Me acerqué con cautela y observé las cavidades vacías. Una flecha tallada en la roca apuntaba al pasillo norte, otra al este. La tercera, invertida, señalaba el ala sur del faro. Los símbolos no eran un simple adorno; cada uno era una clave, una pista que nos indicaba el camino a seguir. Un sudor frío me recorrió la espalda al darme cuenta de que algo mucho más grande estaba en juego. La Senda Hundida no era solo un relicario del pasado; era una trampa que todavía podía activarse.

Un murmullo sordo retumbó detrás de nosotros. Giramos y vimos a Vania y Arik entrando con antorchas encendidas, sus rostros iluminados por la danza de las llamas. Vania, con sus ojos violetas cargados de preocupación, avanzó hacia el pedestal con pasos rápidos y medidos.

—¿Habéis activado alguna runa? —preguntó con severidad, su mirada examinando cada rincón.

—Solo la de iluminación —respondí, con firmeza, mientras sentía que la presión aumentaba.

Lykos asintió y añadió con determinación:

—Nuestra prioridad es sellar la grieta externa. Luego repararemos este lugar. No sabemos quién más puede haber estado aquí antes que nosotros.

Vania asintió, comprendiendo la gravedad de la situación. Guardó el pergamino que llevaba en la capa y, con un gesto solemne, nos entregó un texto cifrado. El papel crujió en mis manos, y la escritura parecía ondular bajo la tenue luz de las antorchas, como si se rehusara a ser descifrada.

—Sigan las instrucciones al pie de la letra —advirtió, con una firmeza que no admitía objeciones—. No quiero más sorpresas.

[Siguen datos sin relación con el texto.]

PR #2797, opened 2020-10-13
Add maps:merge_with/3, maps:intersect/2, and maps:intersect_with/2

kjellwinblad:
This pull request extends the maps module with three new functions:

Con cuidado, salimos de la cámara, llevando el pergamino. La Senda Hundida, que durante siglos había sido solo un rumor entre los viejos clanes, se había convertido ahora en nuestra pista maestra para reforzar el pacto. El eco de nuestros pasos resonaba en la oscuridad, y el aire frío de la cámara parecía seguirnos, como si aún estuviera esperando a revelar más secretos. La tensión era palpable, como si cada suspiro pudiera desencadenar algo mucho más grande. Sin embargo, al menos por ahora, teníamos una pista: un camino que nos llevaría hacia lo que debía ser nuestra última batalla contra la niebla.